Escalating only when the vote fails
If no group reaches three, the cheap frames could not agree, and I treat that as a signal rather than an error. I pick the best remaining frame, preferring ones that passed the quality gate and then breaking ties on the model's own confidence, and send just that one frame to a stronger model (gpt-5-mini). Then comes the part I like: I check whether the stronger model's answer falls into a group the cheap frames already produced.
- If mini's read matches an existing nano group, I label the result
mini_match, mark it verified, and bump the agreement count to include mini's vote. - If mini lands somewhere none of the cheap frames did, I label it
mini_no_matchand do not mark it verified. The number still shows, but without the trusted seal.
The cost structure is what makes this worth doing. Nano runs at a fraction of mini's per-token rate, so analyzing five nano frames is cheaper than one mini call, and most captures never escalate at all. The pipeline spends the expensive model only on the genuinely hard displays, which is the small minority.
Keeping confidence inspectable
A fusion system that just emits a number is still a black box; you cannot tell whether four frames agreed or whether it was a coin flip. So every fused result carries its own provenance: a fusionMethod label describing the path it took, plus the agreementCount and a compact groupsSummary string showing exactly how the votes split.
// groupsSummary example: "2:[1338620,579450]:3,2:[1338620,579451]:1"

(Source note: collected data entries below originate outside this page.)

PR #1726, opened 2023-09-18
Hot Reload of Runtime Section

aaronburtle:
## Why make this change?

Related to, covering the runtime section of the config only https://github.com/Azure/data-api-builder/issues/67

Because we are not able to make easy use of the `IOptionsMonitor` which would have allowed for the updating of individual sections of the config automatically (ie: just refreshing the `runtime options`), we monitor and reload the entire file. However, we currently do not have support for reloading the sections outside of the `Runtime` section of the config. Because of this, we will not document and announce this feature until the other sections can be safely reloaded.

Additionally, certain options are used to configure services at startup, and despite refreshing the `RuntimeConfig`, those services will still be configured with the values from initialization on startup. This means adding a mechanism for refreshing those services to make use of the updated options after a Hot Reload, and that work will come in a future PR.

## What is this change?

Adds a config file watcher during startup which will monitor for any file changes to the config and then trigger an update event in the case that the file is changed.

We instantiate the config file watcher when the runtime provider is first asked to get a config. We then register a method owned by the runtime config provider that will be called back to in the case that we wish to hot reload. However, we only do this for when we start the service in local development. So that means when we are `not` late configured, and we are in a Host Mode of Development on startup. In other cases we do not watch the config file for changes, and do not make this callback in the case that the config file does change.

To get the location of the file that we are going to watch we use the config loader's file system and stored data regarding the config file. 

## How was this tested?

Unit testing was added to verify correct hot reloading of the runtime options that we intend to have changing.

## Sample Request(s)

Any valid request after the change ought to work.


abhishekkumams:
Some pointers:
Add a Logger to Log Information saying `Found changes in the config: Executing Hot Reload`, you can add screenshot for the same from manual testing.

src/Service/Startup.cs
```diff
@@ -153,8 +160,11 @@ public void ConfigureServices(IServiceCollection services)
 
             //Enable accessing HttpContext in RestService to get ClaimsPrincipal.
             services.AddHttpContextAccessor();
-
-            ConfigureAuthentication(services, configProvider);
+            services.AddTransient(implementationFactory: (serviceProvider) =>
```
abhishekkumams, line 163: interesting, what does `AddTransient` do?

src/Service/Startup.cs
```diff
@@ -153,8 +160,11 @@ public void ConfigureServices(IServiceCollection services)
...
+            {
+                ConfigureAuthentication(services, serviceProvider.GetRequiredService<RuntimeConfigProvider>());
+                return string.Empty;
```
abhishekkumams, line 166: is it giving any error, if we don't return anything?

abhishekkumams:
Also if possible can you add logs to show what happens when file is modified.

src/Service/Startup.cs
```diff
@@ -153,8 +160,11 @@ public void ConfigureServices(IServiceCollection services)
 
             //Enable accessing HttpContext in RestService to get ClaimsPrincipal.
             services.AddHttpContextAccessor();
-
-            ConfigureAuthentication(services, configProvider);
+            services.AddTransient(implementationFactory: (serviceProvider) =>
+            {
+                ConfigureAuthentication(services, serviceProvider.GetRequiredService<RuntimeConfigProvider>());
```
seantleonard, line 165: I don't understand why this is wrapped in a `services.Add..()` block

src/Service/Startup.cs
seantleonard: I think this section needs to be approached differently. I think the intent is to react to a new config file after startup and configure services (and consequently the DI container) is already created. 

This PR aims to address hot reloading the runtime section of the runtime config. So that means any new config which changes up the authentication mechanism, will need to have a different authentication scheme configured. 

Due to how authentication is configured only at startup, we only have one chance to configure it. I think we'll need to refactor the authN setup section to register all authentication schema unconditionally and allow the mechanism which "authenticate" a request, to dynamically determine which authN scheme to choose based on runtime configuration settings. 

```csharp
services.AddAuthentication("<no default or default SWA>")
    .AddEasyAuthAuthentication(easyAuthAuthenticationProvider: EasyAuthType.AppService)
    .AddEasyAuthAuthentication(easyAuthAuthenticationProvider: EasyAuthType.StaticWebApps)
    .AddSimulatorAuthentication()
    .AddJwtBearer("<use ioptionsmonitor here because jwt settings may change in new config files>");
```

To then register changes to jwtbeareroptions, this asp.net repo thread provides suggestions on how to monitor the jwt options changes and signal that to the underlying authentication config: https://github.com/dotnet/aspnetcore/issues/49586#issuecomment-1671838595

seantleonard (changes requested):

src/Service/Startup.cs
seantleonard: Then in `ClientRoleHeaderAuthenticationMiddleware.InvokeAsync(...)` all calls to `httpContext.AuthenticateAsync(..)` and `httpContext.ChallengeAsync(...)` need to use the method signature that requires you to pass in the authetnication scheme. The authentication scheme can be dynamically resolved by helper methods on the runtime config/provider class.

src/Service/Startup.cs
aaronburtle: this is old code, a new approach was taken, but to answer your question, it was to get access to the service provider.

src/Service/Startup.cs
aaronburtle: i see what you mean with how we do the authentication configuring only at startup. Let's sync up on this one, and thanks for pointing this out!

aaronburtle: Just to update the decisions here. After syncing with Sean, we've determined a plan for updating the authentication options, and this new design will be added to the related design document, and then come in the future iterations on hot reload.

src/Core/Configurations/ConfigFileWatcher.cs
```diff
@@ -0,0 +1,53 @@
...
+            EnableRaisingEvents = true
+        };
+
+        _configProvider = configProvider;
+        _fileWatcher.Changed += OnConfigFileChange;
+    }
+
+    public ConfigFileWatcher() { }
+
+    private void OnConfigFileChange(object sender, FileSystemEventArgs e)
```
abhishekkumams, line 36: please add method summary

src/Service.Tests/Unittests/ConfigFileWatcherUnitTests.cs
```diff
@@ -0,0 +1,143 @@
...
+            fileSystem.File.WriteAllText(configName, initialConfig);
+            FileSystemRuntimeConfigLoader configLoader = new(fileSystem, configName, string.Empty);
+            RuntimeConfigProvider configProvider = new(configLoader);
+            // Must GetConfig() to start file watching
+            RuntimeConfig runtimeConfig = configProvider.GetConfig();
+            Assert.IsNotNull(runtimeConfig);
+            // Simulate change to the config file
+            fileSystem.File.WriteAllText(configName, updatedConfig);
+            // Give file watcher enough time to see the change
+            System.Threading.Thread.Sleep(1000);
```
abhishekkumams, line 128: is it the recomended sleep time for file watcher? what if this is not enough?

src/Service.Tests/Unittests/ConfigFileWatcherUnitTests.cs
```diff
@@ -0,0 +1,143 @@
...
+            // Hot Reloaded config
+            runtimeConfig = configProvider.GetConfig();
+            Assert.AreEqual(updatedRestEnabled, runtimeConfig.Runtime.Rest.Enabled);
+            Assert.AreEqual(updatedRestPath, runtimeConfig.Runtime.Rest.Path);
+            Assert.AreEqual(updatedGQLEnabled, runtimeConfig.Runtime.GraphQL.Enabled);
+            Assert.AreEqual(updatedGQLPath, runtimeConfig.Runtime.GraphQL.Path);
+            Assert.AreEqual(updatedGQLIntrospection, runtimeConfig.Runtime.GraphQL.AllowIntrospection);
+            Assert.AreEqual(updatedMode, runtimeConfig.Runtime.Host.Mode);
```
abhishekkumams, line 136: this asserts tells us that config file is changed.
Can we do something like hitting a rest endpoint before hot reload and then change the endpoint and then try to hit the updated endpoint to show it's updated.

src/Service.Tests/Unittests/ConfigFileWatcherUnitTests.cs
aaronburtle: there isn't really a recommended sleep time for this case, but 1000ms is well more than enough time to pick up the change and it doesnt significantly affect the time to complete the test.

src/Service.Tests/Unittests/ConfigFileWatcherUnitTests.cs
aaronburtle: that's a good idea for integration testing, ill figure out a way to add some tests like that

aaronpowell:
I was pondering on how to tackle the idea of hot reload when I reworked the config system.

I thought to tackle it slightly differently, that we would create an additional `ConfigLoader` type, most likely a new class that inherits `FileSystemRuntimeConfigLoader` and then runs the watcher in itself. This would mean that you don't need to expose internal stuff, such as the `IFileSystem` out (and have casts from `ConfigLoader`), and removes the need for any part of the application to be aware that there is a watcher as it just sees a `ConfigLoader` being passed around.

Then within the `Startup.cs` when we create the instance of the loader there is conditional logic to whether we want to have the "watcher version" or not created (and if, in the future there are other loader types we continue the branching logic).

aaronburtle:
> I was pondering on how to tackle the idea of hot reload when I reworked the config system.
> 
> I thought to tackle it slightly differently, that we would create an additional `ConfigLoader` type, most likely a new class that inherits `FileSystemRuntimeConfigLoader` and then runs the watcher in itself. This would mean that you don't need to expose internal stuff, such as the `IFileSystem` out (and have casts from `ConfigLoader`), and removes the need for any part of the application to be aware that there is a watcher as it just sees a `ConfigLoader` being passed around.
> 
> Then within the `Startup.cs` when we create the instance of the loader there is conditional logic to whether we want to have the "watcher version" or not created (and if, in the future there are other loader types we continue the branching logic).

I sent you a message on team to follow up on this, but just to summarize briefly here for the comment chain. This was my initial thought too, but I ran into a circular reference trying to put the file watcher in the config loader, because we need to referene the RuntimeConfigProvider from the file watcher, but the runtime config provider already references the config loader, causing the circular reference problem.

aaronpowell:
Ah yes, a circular reference problem as the loader is stateless, so how would the provider know about a change to the file it's monitoring.

Thinking about it a bit more (and refreshing my memory with the code) I wonder if an event system might not be the best solution and there's some more design in the pattern that needs to be thought through. Here's an interesting observation - when using DAB in the hosted model like SWA does, it creates the `FileSystemRuntimeConfigLoader` type as the loader, even though there's no file on disk, it's provided via the HTTP endpoint. This does mean that we have to have some defensive coding for when the file doesn't exist, which it won't in that case.

So in this case as well we basically ignore the loader, but it could be where an event model makes sense.

Config received from external source (FS watcher notice, Controller Action) -> Loader event of "new config" raised -> Loader event of "refresh config" raised -> Provider updates its internal reference

src/Service.Tests/Unittests/ConfigFileWatcherUnitTests.cs
aaronburtle: integration testing introduces some new challenges with race conditions. I have opened an issue to track adding these tests, they will come in a future PR.

src/Config/ObjectModel/RuntimeConfig.cs
```diff
@@ -159,7 +159,7 @@ public RuntimeConfig(string? Schema, DataSource DataSource, RuntimeEntities Enti
         this.DataSource = DataSource;
         this.Runtime = Runtime;
         this.Entities = Entities;
-        _defaultDataSourceName = Guid.NewGuid().ToString();
+        _defaultDataSourceName = "DEFAULT_DATASOURCE_NAME";
```
aaronburtle, line 162: Changed this to a constant value so that we don't have to save the unique ID for reloads. We have correlation ID to track individual requests already, not sure having unique UIDs here grants us any advantage.

src/Service.Tests/Unittests/ConfigFileWatcherUnitTests.cs
```diff
@@ -0,0 +1,143 @@
...
+
+            HostMode initialMode = HostMode.Development;
+            HostMode updatedMode = HostMode.Production;
+
+            string initialConfig = @"
+{
+  ""$schema"": ""https://github.com/Azure/data-api-builder/releases/download/vmajor.minor.patch/dab.draft.schema.json"",
+  ""data-source"": {
+    ""database-type"": ""mssql"",
+    ""connection-string"": ""Server=test;Database=test;User ID=test;Password=test;"",
```
Aniruddh25, line 47: Provide `placeholder` as the password value if it absolutely needs to be set

src/Service.Tests/Unittests/ConfigFileWatcherUnitTests.cs
```diff
@@ -0,0 +1,143 @@
...
+            {
+                File.Delete(configName);
+            }
+
+            FileSystem fileSystem = new();
+            fileSystem.File.WriteAllText(configName, initialConfig);
+            FileSystemRuntimeConfigLoader configLoader = new(fileSystem, configName, string.Empty);
+            RuntimeConfigProvider configProvider = new(configLoader);
+            // Must GetConfig() to start file watching
+            RuntimeConfig runtimeConfig = configProvider.GetConfig();
```
Aniruddh25, line 123: Perhpas, good to assert on the initial values as well before changing

Aniruddh25 (changes requested):
Good starter, need some clarifications on the ConfigFilePath being watched

src/Config/FileSystemRuntimeConfigLoader.cs
```diff
@@ -29,7 +29,7 @@ public class FileSystemRuntimeConfigLoader : RuntimeConfigLoader
     // or user provided config file which could be a relative file path, absolute file path or simply the file name assumed to be in current directory.
     private string _baseConfigFilePath;
 
-    private readonly IFileSystem _fileSystem;
+    public readonly IFileSystem _fileSystem;
```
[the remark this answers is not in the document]
aaronburtle: I use the file system inside of the config file watcher to make sure that we are monitoring the correct directory and file.

src/Service/Startup.cs
```diff
@@ -80,9 +80,8 @@ public void ConfigureServices(IServiceCollection services)
             IFileSystem fileSystem = new FileSystem();
             FileSystemRuntimeConfigLoader configLoader = new(fileSystem, configFileName, connectionString);
             RuntimeConfigProvider configProvider = new(configLoader);
-
-            services.AddSingleton(fileSystem);
             services.AddSingleton(configProvider);
+            services.AddSingleton(fileSystem);
```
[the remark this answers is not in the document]
aaronburtle: nope, this just reordered during a refactor, ill change it back to avoid unnecessary changes

src/Core/Configurations/RuntimeConfigProvider.cs
```diff
@@ -44,6 +44,8 @@ public class RuntimeConfigProvider
 
     public RuntimeConfigLoader ConfigLoader { get; private set; }
 
+    private ConfigFileWatcher? ConfigFileWatcher { get; set; }
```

// two players, this score set, three frames agreed
// ...one stray frame read the last digit as a 1
{
"scores": [1338620, 579450],
"fusionMethod": "consensus",
"agreementCount": 3,
"verified": true
}
The values fusionMethod can take, consensus, mini_match, mini_no_match, rescue, tell me at a glance how a read was reached. When something comes out wrong, this is the first thing I look at, and the summary usually explains itself: one stray frame caught a digit mid-flicker and lost the vote three to one. Determinism helps here too. Because the group key is built from sorted scores, the same five frames always collapse to the same groups regardless of which finished first, so a bad read can be reproduced and debugged rather than blamed on luck.
If a system makes a decision you cannot interrogate later, you have not really finished the feature. You have left yourself a future bug report you cannot answer.
I have since experimented with handing all five frames to one model in a single multi-image call and letting it cross-reference internally, which is simpler and sometimes sharper. But the per-frame voting version is the one that taught me the most, because every step of its reasoning is visible.
What I took away
- When one observation is unreliable, redundancy beats precision: several mediocre frames, fused, outperform a single excellent guess.
- Errors across frames tend to be independent, so a majority vote cancels them instead of compounding them. Three agreeing frames is a strong bar.
- Resolve identity by something stable, like display position, never by something that changes, like score.
- Split a hard question into easy ones: "which numbers" and "which position" are far easier separately, and you can guard the second so it never corrupts the first.
- Spend compute where it pays. Vote cheaply first; escalate to the expensive model only when the cheap votes disagree, and use the cheap votes to check the expensive answer.
- Attach provenance to every result. A method label, an agreement count, and a group summary turn confidence from a feeling into something you can read.